How Marissa Mayer Figured Out Work-At-Home Yahoos Were Slacking Off
Last week, Yahoo banned employees from working from home.
How did CEO Marissa Mayer decide to make such a controversial decision?
According to a source, the only way Mayer is comfortable making any decision: with the help of data.
Like a lot of companies, Yahoo has something called a Virtual Private Network or VPN. Remote workers can use it to securely log into Yahoo's network and do work.
(LifeHacker has a really good explanation of what a VPN is.)
After spending months frustrated at how empty Yahoo parking lots were, Mayer consulted Yahoo's VPN logs to see if remote employees were checking in enough.
Mayer discovered they were not — and her decision was made.
Mayer is famously obsessed with metrics and data.
Once, a Google designer quit the company in a huff because he was tired of how Mayer, in charge of how Google.com homepage looked, would choose design elements like color or font not based on taste, but raw data.
For every design variable, she looked at how users interacted with Google with one design — and then the other.
If the data showed users were using Google.com faster one way instead of the other, that particular design choice won out.

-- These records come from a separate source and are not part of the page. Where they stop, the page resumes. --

PR #184, opened 2018-12-26
List plugins instead of expand them.

### LINKED ISSUE #183: Error when enabling plugins but none is available.
There is a bug in the code that loads the code of the plugins, when ` USEPLUGINS="yes"` is enabled, the [globbing expansion](https://github.com/rackerlabs/recap/blob/development/src/recap#L255) is not working as expected when there is no content in the `plugins-enabled` directory.

```log
+ echo '2018-12-26 11:45:46-06:00 [INFO] Loading plugin: /usr/local/lib/recap/plugins-enabled/*'
+ source '/usr/local/lib/recap/plugins-enabled/*'
```

tonyskapunk:
This fixes #183  Instead of expanding through globbing it lists the content of the `plugins_dir`, displaying the proper warning when there's none.

```log
2018-12-26 12:06:03-06:00 [WARNING] No plugins found to execute in: /usr/local/lib/recap/plugins-enabled
```

### DIFF
--- a/src/recap
+++ b/src/recap
@@ -252,7 +252,7 @@ plugins_info(){
 plugins_load() {
   local plugin_dir="$1"
   log INFO "Loading plugins from: ${plugin_dir}"
-  for plugin in "${plugin_dir}"/*; do
+  for plugin in $( ls -1 "${plugin_dir}" ); do
     log INFO "Loading plugin: ${plugin}"
     source ${plugin}
   done
--- a/src/recap
+++ b/src/recap
@@ -252,10 +252,10 @@ plugins_info(){
 plugins_load() {
   local plugin_dir="$1"
   log INFO "Loading plugins from: ${plugin_dir}"
-  for plugin in $( ls -1 "${plugin_dir}" ); do
+  while read plugin; do
     log INFO "Loading plugin: ${plugin}"
-    source ${plugin}
-  done
+    source "${plugin_dir}/${plugin}"
+  done < <(ls -1 "${plugin_dir}" 2>/dev/null)
 }
 
 # Load core functions


src/recap
```diff
@@ -252,7 +252,7 @@ plugins_info(){
 plugins_load() {
   local plugin_dir="$1"
   log INFO "Loading plugins from: ${plugin_dir}"
-  for plugin in "${plugin_dir}"/*; do
+  for plugin in $( ls -1 "${plugin_dir}" ); do
     log INFO "Loading plugin: ${plugin}"
     source ${plugin}
```
jamrok: It seems the `plugin_dir` is missing from the sourced file and ideally it should be quoted:
`source "${plugin_dir%/}/${plugin}"`
or the following if you want to get rid of all the possible extra slashes _(I know they don't hurt)_ in the path (eg: `/tmp/plugin//file`):
```
plugin_file=$(realpath -m "${plugin_dir}/${plugin}")
source "${plugin_file}"
```

src/recap
```diff
@@ -252,7 +252,7 @@ plugins_info(){
 plugins_load() {
   local plugin_dir="$1"
   log INFO "Loading plugins from: ${plugin_dir}"
-  for plugin in "${plugin_dir}"/*; do
+  for plugin in $( ls -1 "${plugin_dir}" ); do
```
jamrok: This is what I used to do: use `for` loops for going over files, but if the files have spaces in the name, then that becomes an issue. My solution was to temporarily reset the `IFS` to a new line, but I didn't like that.

For most use cases I started doing this:
```
command 2>/dev/null | while read var; do
  echo "${var}";
done
```
This reads the entire line including spaces instead of splitting on spaces as the `for` loop does due to the IFS. The only issue I've had with this is not being able to use variables outside the loop that were declared inside it (due to the loop being in a subshell).

The way I do it now, which seems best is:
```
while read var; do
  echo "${var}"; 
done < <(command 2>/dev/null)
```
Why? The loop isn't in a subshell so I can use variables without a problem; and I either get data to work with or not (with no errors).

I'd change the `for` loop to a `while` loop for this reason.

tonyskapunk:
With my changes now it is doing it right:
```
+ source /usr/lib/recap/plugins-enabled/kernel_cmd
++ echo kernel_cmd
```

jamrok:
I've confirmed the same on my end:
```
++ ls -1 /usr/lib/recap/plugins-enabled
+ source /usr/lib/recap/plugins-enabled/docker_top
+ read plugin
+ source /usr/lib/recap/plugins-enabled/http_status
+ read plugin
+ source /usr/lib/recap/plugins-enabled/kernel_cmd
+ read plugin
+ source /usr/lib/recap/plugins-enabled/redis
+ read plugin
```
The build shows more info as well:
Before: https://travis-ci.org/rackerlabs/recap/jobs/472410633#L767-L772
After: https://travis-ci.org/rackerlabs/recap/jobs/475453824#L793-L804

tonyskapunk:
Great! merging now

It's hard to argue that Mayer's process didn't work for Google. It was not the first search engine on the market, but it's just about the only one anybody uses now.
Likewise, we're hearing from people close to Yahoo executives and employees that she made the right decision banning work from home.
"The employees at Yahoo are thrilled," says one source close to the company.
"There isn't massive uprising. The truth is, they've all been pissed off that people haven't been working."